Exercise prompt:
Using "then" as the search string, find the matching lines below and copy them.
++++++++
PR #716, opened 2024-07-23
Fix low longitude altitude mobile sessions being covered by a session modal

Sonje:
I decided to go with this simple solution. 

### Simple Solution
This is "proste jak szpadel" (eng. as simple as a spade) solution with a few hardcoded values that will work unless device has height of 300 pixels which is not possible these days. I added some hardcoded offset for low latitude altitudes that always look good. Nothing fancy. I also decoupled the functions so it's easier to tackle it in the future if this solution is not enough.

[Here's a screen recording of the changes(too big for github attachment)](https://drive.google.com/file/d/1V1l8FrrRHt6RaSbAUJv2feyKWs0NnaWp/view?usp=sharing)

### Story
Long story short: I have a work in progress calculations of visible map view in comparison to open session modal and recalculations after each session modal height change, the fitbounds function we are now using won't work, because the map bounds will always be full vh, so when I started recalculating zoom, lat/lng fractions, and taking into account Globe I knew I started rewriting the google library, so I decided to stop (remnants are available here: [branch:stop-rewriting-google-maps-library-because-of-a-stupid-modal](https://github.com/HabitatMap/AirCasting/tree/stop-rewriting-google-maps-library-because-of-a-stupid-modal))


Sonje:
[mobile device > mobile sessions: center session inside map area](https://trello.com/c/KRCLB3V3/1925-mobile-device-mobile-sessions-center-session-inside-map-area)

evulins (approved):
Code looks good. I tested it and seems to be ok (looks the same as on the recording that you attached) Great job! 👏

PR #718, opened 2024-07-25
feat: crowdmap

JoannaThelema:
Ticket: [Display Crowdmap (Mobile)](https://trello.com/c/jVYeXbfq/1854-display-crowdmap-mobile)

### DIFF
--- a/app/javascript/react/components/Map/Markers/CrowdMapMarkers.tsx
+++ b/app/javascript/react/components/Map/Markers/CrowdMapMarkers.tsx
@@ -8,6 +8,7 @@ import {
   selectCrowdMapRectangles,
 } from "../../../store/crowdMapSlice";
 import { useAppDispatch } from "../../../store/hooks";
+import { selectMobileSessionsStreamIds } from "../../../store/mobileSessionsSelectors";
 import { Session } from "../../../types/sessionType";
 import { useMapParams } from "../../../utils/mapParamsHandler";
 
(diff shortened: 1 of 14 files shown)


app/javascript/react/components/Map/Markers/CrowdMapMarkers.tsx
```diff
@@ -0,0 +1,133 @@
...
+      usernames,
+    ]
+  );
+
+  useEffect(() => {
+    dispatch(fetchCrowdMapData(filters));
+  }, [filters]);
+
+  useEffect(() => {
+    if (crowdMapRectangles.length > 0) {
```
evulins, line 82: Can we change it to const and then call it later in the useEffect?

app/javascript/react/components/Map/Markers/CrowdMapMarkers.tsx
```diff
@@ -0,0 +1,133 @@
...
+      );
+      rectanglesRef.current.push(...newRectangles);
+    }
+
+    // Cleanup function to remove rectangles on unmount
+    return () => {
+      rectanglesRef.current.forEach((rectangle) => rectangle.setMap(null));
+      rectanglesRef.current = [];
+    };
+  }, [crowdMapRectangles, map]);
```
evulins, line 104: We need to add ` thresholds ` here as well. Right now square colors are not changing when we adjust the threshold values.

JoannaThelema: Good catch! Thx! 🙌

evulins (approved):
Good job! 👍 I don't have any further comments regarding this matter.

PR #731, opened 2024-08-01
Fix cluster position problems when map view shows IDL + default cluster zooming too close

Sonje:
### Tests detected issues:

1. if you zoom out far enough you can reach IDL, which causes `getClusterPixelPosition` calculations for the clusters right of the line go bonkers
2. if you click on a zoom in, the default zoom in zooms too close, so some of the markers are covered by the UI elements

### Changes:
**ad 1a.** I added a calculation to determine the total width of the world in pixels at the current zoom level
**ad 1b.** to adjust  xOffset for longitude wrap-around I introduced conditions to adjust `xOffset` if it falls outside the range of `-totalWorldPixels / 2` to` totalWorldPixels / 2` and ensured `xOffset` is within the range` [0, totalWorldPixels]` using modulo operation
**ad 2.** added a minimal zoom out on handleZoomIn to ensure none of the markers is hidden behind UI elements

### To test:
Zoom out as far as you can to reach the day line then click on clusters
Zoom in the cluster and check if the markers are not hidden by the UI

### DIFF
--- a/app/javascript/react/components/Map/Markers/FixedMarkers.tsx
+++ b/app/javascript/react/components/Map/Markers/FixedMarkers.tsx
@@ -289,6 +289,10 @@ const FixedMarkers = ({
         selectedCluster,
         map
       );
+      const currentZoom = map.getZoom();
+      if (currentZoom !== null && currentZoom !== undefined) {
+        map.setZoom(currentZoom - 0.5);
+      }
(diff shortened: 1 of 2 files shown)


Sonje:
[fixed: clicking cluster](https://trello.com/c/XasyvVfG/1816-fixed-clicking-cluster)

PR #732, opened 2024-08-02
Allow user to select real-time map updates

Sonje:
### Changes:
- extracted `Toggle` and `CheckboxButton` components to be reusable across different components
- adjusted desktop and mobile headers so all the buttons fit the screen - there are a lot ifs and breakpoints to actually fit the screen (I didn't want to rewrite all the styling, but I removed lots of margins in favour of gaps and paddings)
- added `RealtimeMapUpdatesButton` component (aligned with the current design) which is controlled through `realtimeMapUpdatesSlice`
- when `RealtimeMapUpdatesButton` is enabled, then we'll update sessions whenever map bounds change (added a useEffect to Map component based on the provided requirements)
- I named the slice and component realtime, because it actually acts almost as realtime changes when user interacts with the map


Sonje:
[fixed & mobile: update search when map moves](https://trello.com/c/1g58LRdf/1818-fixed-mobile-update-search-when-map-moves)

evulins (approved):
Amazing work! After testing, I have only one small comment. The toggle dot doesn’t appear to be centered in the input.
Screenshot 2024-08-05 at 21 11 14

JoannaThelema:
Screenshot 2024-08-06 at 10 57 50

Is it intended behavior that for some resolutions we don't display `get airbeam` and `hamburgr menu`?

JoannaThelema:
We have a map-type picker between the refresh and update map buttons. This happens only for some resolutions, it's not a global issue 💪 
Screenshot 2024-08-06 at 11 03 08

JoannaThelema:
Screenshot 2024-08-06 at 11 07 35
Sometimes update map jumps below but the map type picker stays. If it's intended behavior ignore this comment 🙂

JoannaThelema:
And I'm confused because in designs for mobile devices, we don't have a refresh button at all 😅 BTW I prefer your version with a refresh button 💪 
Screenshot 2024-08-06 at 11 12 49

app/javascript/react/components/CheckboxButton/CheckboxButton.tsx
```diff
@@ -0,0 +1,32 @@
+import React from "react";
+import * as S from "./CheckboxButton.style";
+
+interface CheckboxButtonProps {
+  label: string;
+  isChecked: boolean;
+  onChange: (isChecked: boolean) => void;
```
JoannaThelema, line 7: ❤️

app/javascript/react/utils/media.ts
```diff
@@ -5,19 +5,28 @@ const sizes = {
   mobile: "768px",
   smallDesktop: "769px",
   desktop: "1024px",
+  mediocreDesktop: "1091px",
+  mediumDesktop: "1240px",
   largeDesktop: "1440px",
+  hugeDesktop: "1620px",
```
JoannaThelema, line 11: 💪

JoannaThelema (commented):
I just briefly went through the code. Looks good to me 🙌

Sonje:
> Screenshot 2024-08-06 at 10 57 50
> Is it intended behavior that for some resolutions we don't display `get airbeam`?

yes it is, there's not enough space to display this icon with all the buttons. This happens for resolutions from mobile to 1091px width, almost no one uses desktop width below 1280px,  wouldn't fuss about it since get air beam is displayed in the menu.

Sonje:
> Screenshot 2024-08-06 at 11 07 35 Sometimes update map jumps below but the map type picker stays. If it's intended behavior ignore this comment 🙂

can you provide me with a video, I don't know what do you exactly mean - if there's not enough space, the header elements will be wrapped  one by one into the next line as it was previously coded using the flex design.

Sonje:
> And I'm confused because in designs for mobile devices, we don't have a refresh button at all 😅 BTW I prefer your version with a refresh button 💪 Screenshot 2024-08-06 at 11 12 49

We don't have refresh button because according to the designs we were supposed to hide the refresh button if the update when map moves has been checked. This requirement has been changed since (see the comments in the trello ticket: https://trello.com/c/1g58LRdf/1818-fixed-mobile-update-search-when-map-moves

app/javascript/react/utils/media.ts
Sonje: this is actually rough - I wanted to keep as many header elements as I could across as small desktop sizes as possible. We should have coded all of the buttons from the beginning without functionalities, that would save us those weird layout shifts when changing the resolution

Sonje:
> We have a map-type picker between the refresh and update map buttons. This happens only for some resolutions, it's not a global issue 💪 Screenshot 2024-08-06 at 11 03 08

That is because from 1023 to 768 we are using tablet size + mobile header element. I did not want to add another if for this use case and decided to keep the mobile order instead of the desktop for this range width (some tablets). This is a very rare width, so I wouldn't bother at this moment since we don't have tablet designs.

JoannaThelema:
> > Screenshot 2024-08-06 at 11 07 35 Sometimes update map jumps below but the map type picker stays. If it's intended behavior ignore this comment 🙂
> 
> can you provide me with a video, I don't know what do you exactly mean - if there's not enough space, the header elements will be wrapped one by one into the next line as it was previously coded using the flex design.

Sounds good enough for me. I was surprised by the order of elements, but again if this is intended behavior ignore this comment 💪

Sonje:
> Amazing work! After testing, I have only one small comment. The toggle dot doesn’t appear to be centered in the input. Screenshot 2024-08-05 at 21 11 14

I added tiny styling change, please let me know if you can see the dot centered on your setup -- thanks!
++++++++
Response to the exercise:
evulins, line 82: Can we change it to const and then call it later in the useEffect?
Zoom out as far as you can to reach the day line then click on clusters
- when `RealtimeMapUpdatesButton` is enabled, then we'll update sessions whenever map bounds change (added a useEffect to Map component based on the provided requirements)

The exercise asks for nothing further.